Türkiye siyaset tarihi yanında edebiyat tarihi de jurnal, sivil polis, hafiye öyküleriyle örülüdür. Abdülhamit döneminden günümüze edebiyat tarihinde yaşanan hafiye öyküleri zengin bir antoloji oluşturur. Aziz Nesin’in “Savulun, Sosyalizm Geliyor” öyküsü bu anlamda başyapıtlarından biri sayılmalıdır.
Anımsayalım:
Bir yazar, polis takibinden uzak kalmak için İstanbul’un kenar mahallelerinden birinde yaşamayı seçer. Birkaç gün sonra bir sivil polis, evinin karşısında bir karpuz sergisi açar. Giderek bakkaldı, kasaptı derken sivil polislerden oluşan bir çarşı esnafı oluşacaktır yazarın çevresinde…
20. yüzyıl romancılarından Mahmut Yesari’nin de bizzat yaşadığı ilginç bir “hafiye” öyküsü vardır.
Üstat, genellikle Sirkeci’deki bir otelde kalmakta ve yazılarını çevredeki kahve ya da meyhanelerde yazmaktadır.

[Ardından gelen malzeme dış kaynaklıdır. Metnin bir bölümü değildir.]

PR #3786, opened 2026-05-21
fix(phase): case-insensitive depends_on resolution

### LINKED ISSUE #3785: depends_on resolution is case-sensitive; lowercase reference to uppercase-suffix plan ID silently drops DAG edge
### GSD Version

1.42.3 (verified against `main` at 4798391)

### Runtime

Claude Code

### Operating System

macOS

### Node.js Version

v22.x

### Shell

/bin/zsh

### Installation Method

### What happened?

`phase.plan-index` uses strict-case `Map.has()` lookups when resolving `depends_on` references back to plan IDs in the topological-sort DAG (`sdk/src/query/phase.ts`, around the `planMap` / `canonicalToId` / `shortFormToId` lookups). When a plan declares `depends_on: [05c-01]` (lowercase) and the sibling plan on disk is `05C-01-PLAN.md` (uppercase letter-suffix phase), the lookup misses on all three maps, the edge is silently dropped, and the dependent plan collapses into wave 1. The only signal is a misleading

> `Plan 05C-02: declared wave: 2 but depends_on DAG places it in wave 1`

warning that points at the wave declaration rather than at the case mismatch. The actual problem (a typo'd case) is never named.

### What did you expect?

`depends_on: [05c-01]` should resolve to the sibling plan `05C-01` since plan-id case-folding does not introduce any collisions in practice. The plan-id namespace is `NN`, `NN-NN`, or `NN-NN-slug` with an optional letter suffix on the phase segment; a single phase directory cannot host two plans whose IDs differ only in case (canonical-prefix indexing would collide first), and POSIX filesystems treat them as distinct files anyway.

At minimum, if strict-case behavior is intentional, the warning should explicitly name the case mismatch instead of pointing at the wave declaration.

### Steps to reproduce

1. Create a phase directory `.planning/phases/05C-letter-suffix/`
2. Write `05C-01-PLAN.md` with frontmatter `phase: 05C, plan: 01, wave: 1, depends_on: []`
3. Write `05C-02-PLAN.md` with frontmatter `phase: 05C, plan: 02, wave: 2, depends_on: [05c-01]` (lowercase)
4. Run `gsd-sdk query phase.plan-index 05C` (or equivalent CLI invocation)
5. Observe: `waves` puts `05C-02` in wave 1, and warnings include `declared wave: 2 but depends_on DAG places it in wave 1` instead of an unresolved-reference warning naming the case mismatch.

### Error output / logs

```
warnings:
  - "Plan 05C-02: declared wave: 2 but depends_on DAG places it in wave 1"
waves:
  "1": ["05C-01", "05C-02"]
```

(No `unresolved depends_on reference '05c-01'` warning is emitted, because `unresolvedDeps` is only populated when none of the three lookup maps hit — and they all hit on the uppercase form when the dep is uppercase. The lowercase-on-uppercase mismatch is invisible to the unresolved-reference path.)

### Impact

### Additional context

Real-world repro: plans authored by the `gsd-planner` agent occasionally lowercase letter-suffix phase IDs even though the filenames on disk use uppercase. The doubled warning signature (wave-mismatch + silently-dropped edge) is hard to debug from the user side because nothing names the case mismatch directly.

Fix is one-file (case-insensitive map keys + case-folded lookup, with the canonical-cased plan ID preserved as map value so output still uses on-disk casing). PR forthcoming and references this issue.

jnuyens:
## Linked Issue

Fixes #3785

## What was broken

`phase.plan-index` resolved `depends_on` references with strict-case `Map.has()` lookups, so `depends_on: [05c-01]` did not match a sibling plan whose on-disk ID was `05C-01`. The dropped edge collapsed the dependent plan into wave 1 and surfaced only a misleading "declared wave: N but depends_on DAG places it in wave 1" warning.

## What this fix does

Plan-id lookup maps (`planMap`, `canonicalToId`, `shortFormToId`) now key on the lowercased plan ID, and `dep` is lowercased at lookup time. Resolved deps return the canonical-cased plan ID stored as the map value, so wave output and warning messages still use on-disk casing.

## Root cause

The three lookup maps were keyed off the raw plan ID exactly as derived from the filename, and `Map.has(dep)` is case-sensitive. The `unresolvedDeps` path is only populated when all three maps miss, so a lowercase-on-uppercase mismatch landed silently in the dropped-edge state rather than surfacing as an unresolved-reference warning. Plans authored by the `gsd-planner` agent occasionally lowercase letter-suffix phase IDs even though filenames on disk use uppercase, which is how this surfaced in practice.

### How I verified the fix

New `phase.test.ts` case: a `05C` phase with sibling plans `05C-01-PLAN.md` and `05C-02-PLAN.md` where `05C-02` declares `depends_on: [05c-01]` (lowercase canonical-prefix form). The test asserts wave 1 contains `05C-01`, wave 2 contains `05C-02`, and `warnings` is empty (no unresolved-reference warning, no wave-mismatch warning).

Patch also verified in a downstream Claude Code plugin packaging of GSD (jnuyens/gsd-plugin@v2.43.5) where the same byte-identical fix passes 30/30 in `phase.test.ts`.

### Regression test added?

- [ ] No — explain why:

### Platforms tested

- [x] macOS
- [ ] Linux

### Runtimes tested

- [x] Claude Code
- [ ] Gemini CLI
- [ ] OpenCode
- [ ] Other: ___

---

## Checklist

- [ ] Linked issue has the `confirmed-bug` label (issue #3785 just filed, awaiting maintainer triage)
- [x] Fix is scoped to the reported bug, no unrelated changes included
- [x] Regression test added
- [x] All existing tests pass (`phase.test.ts` 30/30 in downstream verification; upstream npm test not run because the fork was cloned shallow without deps installed)
- [ ] `.changeset/` fragment added if this is a user-facing fix, or `no-changelog` label applied (please advise; I can add either, this is the first time I have contributed here)

## Breaking changes

None. Plan-id namespace is `NN`, `NN-NN`, or `NN-NN-slug` with an optional letter suffix on the phase segment. A single phase directory cannot host two plans whose IDs differ only in case (canonical-prefix indexing would collide first), and POSIX filesystems treat them as distinct files anyway. Case-folding introduces no new collision surface, and the canonical-cased plan ID is preserved in map values so wave output and warning messages remain byte-identical for all previously-resolving cases.

### DIFF
--- a/get-shit-done/bin/lib/phase.cjs
+++ b/get-shit-done/bin/lib/phase.cjs
@@ -446,10 +446,13 @@ function cmdPhasePlanIndex(cwd, phase, raw) {
 
   // Build a map from plan ID → raw plan for fast lookup.
   // Deps that reference plans outside this phase are treated as external and ignored.
-  const planMap = new Map(rawPlans.map(p => [p.id, p]));
+  // Plan-id lookups are case-insensitive: map keys are lowercased and dep
+  // lookups are lowercased at query time so that depends_on: ['05c-01'] resolves
+  // to a plan with on-disk ID '05C-01-foo'.
+  const planMap = new Map(rawPlans.map(p => [p.id.toLowerCase(), p]));
   // Secondary index: canonical prefix → full plan ID, so depends_on: ['03-01'] resolves
   // to '03-01-auth-hardening-PLAN.md'-derived ID '03-01-auth-hardening' (k015).
-  const canonicalToId = new Map(rawPlans.map(p => [extractCanonicalPlanId(p.id), p.id]));
+  const canonicalToId = new Map(rawPlans.map(p => [extractCanonicalPlanId(p.id).toLowerCase(), p.id]));
 
   // Kahn's algorithm — compute in-degree and adjacency for in-phase deps only.
   const level = new Map();
@@ -461,7 +464,9 @@ function cmdPhasePlanIndex(cwd, phase, raw) {
     if (!adj.has(p.id)) adj.set(p.id, []);
     for (const dep of p.dependsOn) {
       // Accept both full-stem ('03-01-auth-hardening') and canonical-prefix ('03-01') forms.
-      const resolvedDep = planMap.has(dep) ? dep : canonicalToId.get(dep);
+      // Lookups are case-insensitive.
+      const depKey = dep.toLowerCase();
+      const resolvedDep = planMap.has(depKey) ? planMap.get(depKey).id : canonicalToId.get(depKey);
       if (!resolvedDep) continue; // external dep — ignore
       if (!adj.has(resolvedDep)) adj.set(resolvedDep, []);
       adj.get(resolvedDep).push(p.id);
--- a/sdk/src/query/phase.test.ts
+++ b/sdk/src/query/phase.test.ts
@@ -648,4 +648,38 @@ describe('phasePlanIndex', () => {
     // A clear, dedicated warning naming the unresolved reference must surface.
     expect(warnings.some(w => /unresolved/i.test(w) && w.includes('does-not-exist'))).toBe(true);
   });
+
+  it('case-insensitive depends_on: lowercase dep resolves to uppercase-suffix plan ID', async () => {
+    const phase05c = join(tmpDir, '.planning', 'phases', '05C-letter-suffix');
+    await mkdir(phase05c, { recursive: true });
+    await writeFile(join(phase05c, '05C-01-PLAN.md'), [
+      '---',
+      'phase: 05C',
+      'plan: 01',
+      'wave: 1',
+      'autonomous: true',
+      'depends_on: []',
+      '---',
+      '<objective>Plan A with uppercase suffix.</objective>',
+    ].join('\n'));
+    await writeFile(join(phase05c, '05C-02-PLAN.md'), [
+      '---',
+      'phase: 05C',
+      'plan: 02',
+      'wave: 2',
+      'autonomous: true',
+      'depends_on: [05c-01]',
+      '---',
+      '<objective>Plan B references plan A via lowercase canonical-prefix form.</objective>',
+    ].join('\n'));
+
+    const result = await phasePlanIndex(['05C'], tmpDir);
+    const data = result.data as Record<string, unknown>;
+    const waves = data.waves as Record<string, string[]>;
+    const warnings = (data.warnings as string[] | undefined) ?? [];
+
+    expect(waves['1']).toEqual(['05C-01']);
+    expect(waves['2']).toEqual(['05C-02']);
+    expect(warnings).toEqual([]);
+  });
 });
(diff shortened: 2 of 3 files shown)


trek-e:
*Generated by combined pr-review-toolkit + codex adversarial review*

## Critical Issues

None.

## Important Issues

**[I1] Missing `.changeset/` fragment — author requests guidance.**
The checklist item `[ ] .changeset/ fragment added if this is a user-facing fix, or no-changelog label applied` is unchecked and the author explicitly asks for guidance. This fix is user-facing (incorrect wave assignment / misleading warnings silently dropped for plans in letter-suffix phases such as `05C`). A `.changeset/` fragment with `type: Fixed` is required per CONTRIBUTING.md L140–L153. Add it or apply the `no-changelog` label if maintainer determines this is infra-only.

**[I2] CJS path (`phase.cjs`) does not update `shortFormToId` to lowercase.**
The SDK path (`phase.ts`) correctly lowercases the `shortForm` key at line `const shortForm = canonical.slice(lastDash + 1).toLowerCase()`. The CJS path (`phase.cjs`) has the analogous change for `planMap` and `canonicalToId` but the diff does not show the `shortFormToId` map being lowercased in the CJS path. If the CJS path also builds `shortFormToId`, verify it also lowercases the short-form key; otherwise a dep specified as `01` could still miss a plan ID resolved via the short-form index on the CJS path.

**[I3] Test only covers the `canonicalToId` lookup path; `shortFormToId` path is untested.**
The single added test uses `depends_on: [05c-01]` — a canonical-prefix form that hits the `canonicalToId` map. A test where the dep is the short two-digit form (e.g., `depends_on: [01]` referencing `05C-01`) exercising the `shortFormToId` path would complete coverage.

## Suggestions

**[S1] Consider a cross-casing collision comment.** The SDK code includes a good justification comment explaining why case-folding collisions are not a practical concern. The CJS path has only a brief inline comment. Parity would improve future maintainability.

**[S2] Test fixture file names.** The test creates `05C-01-PLAN.md` but the frontmatter uses `plan: 01` without a slug. Ensure the ID derived by `extractCanonicalPlanId` from the bare `05C-01` filename is `05C-01` (no slug portion), so the test exercises the right code path.

## Strengths

- Correct design: maps keyed on lowercased IDs, lookup via lowercased key, value returns canonical-cased ID — preserves output fidelity.
- SDK and CJS paths both updated in a single PR, reducing drift risk.
- Test is a regression test that mirrors the exact reported scenario (`gsd-planner` agents lowercasing letter-suffix phase IDs).
- Clear, well-written PR description with root-cause analysis and verified downstream test pass count.

## Recommended Action

Approve contingent on: (1) author adds `.changeset/` fragment or maintainer applies `no-changelog` label; (2) verify `shortFormToId` is also lowercased in the CJS path; (3) optionally add a short-form dep test for completeness. The core logic is correct.

trek-e:

Because this PR came from a fork, the migration couldn't auto-recreate it. A tracking issue has been opened on the active fork:
**https://github.com/GSD-redux/get-shit-done-redux/issues/99**

cc @jnuyens

When you're ready, please rebase your branch against `GSD-redux/get-shit-done-redux` and open a fresh PR. Link the tracking issue.

This PR is being auto-closed and locked.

Bir özelliği de yazılarından kazandığı parayı, zaten başka kazanç kapısı yoktur, tek başına yemeyip eşiyle dostuyla paylaşmasıdır.
Bu arkadaşlarından biri de İstanbul Şehir Tiyatroları’nda kendi yaşamına uygun rollere çıkmak olan Saffet Baba’dır.
Baba, Yesari’yi hiç yalnız bırakmaz, bütün ayak işlerine koşar.
Bu arada da Yesari’ye yakınır: “Sizin eşiniz dostunuz çok, onlara söyleseniz de bana bir ek iş verseler; ben de bu sayede geçinsem!”
Mahmut Yesari, Saffet Baba’ya bir iş bulmayı düşünürken Babıâli yokuşunda, İkdam Yurdu önünde arkadaşı Aziz Hüdai’ye rastlar.
Ve Hüdai’ye Saffet Baba’nın durumu anlatarak, onun için bir iş ricasında bulunur.
Bir zaman sonra Yesari, Aziz Hüdai tarafından çağrılır.
Üstadı bir düşüncedir alır.
Acaba Aziz Hüdai, kendisini neden ve niçin acele görmek istemektedir. Çünkü Aziz Hüdai, o zamanlar MAH denilen Milli Emniyet Teşkilatı’nın İstanbul’daki başmüfettişidir ve her türlü gizli iş ondan sorulmaktadır.
Kalkar, ağır ağır Cağaloğlu yokuşunu çıkar, Aziz Hüdai’nin makamına gelir.
Biraz sohbetten sonra Aziz Hüdai zile basar, gelen memura,
“Mahmut Yesari Bey’in dosyasını bana getirin!” der.
Adam, gider kabarık birkaç tane dosya getirir, önüne saygıyla koyar.
Aziz Hüdai, dosyalardan birini üstadın önüne koyarak, “Okuyun, imzaya da bakın…” der.
Mahmut Yesari imzaya göz atar, bir de ne görsün, bütün raporların altında Saffet Baba’nın imzası yok mu?
Bu sefer Mahmut Yesari gülmeye başlar:
“Yahu” der, “biz bu adamı, iyilik etmek için sana gönderdik, kötülüğü bize dokundu.”
Aziz Hüdai, “Dosyalardakini görsen daha çok şaşarsın…” der.
“Ne var, ne yapmışım?”
“Atatürk’e suikastlar düzenliyormuşsun. Halife ile ilişki kurmuşsun. Bazı gizli derneklerin yönetim kurullarında imişsin. Her içkide İsmet Paşa’ya, hükümete, iktidar partisine sövüyormuşsun.”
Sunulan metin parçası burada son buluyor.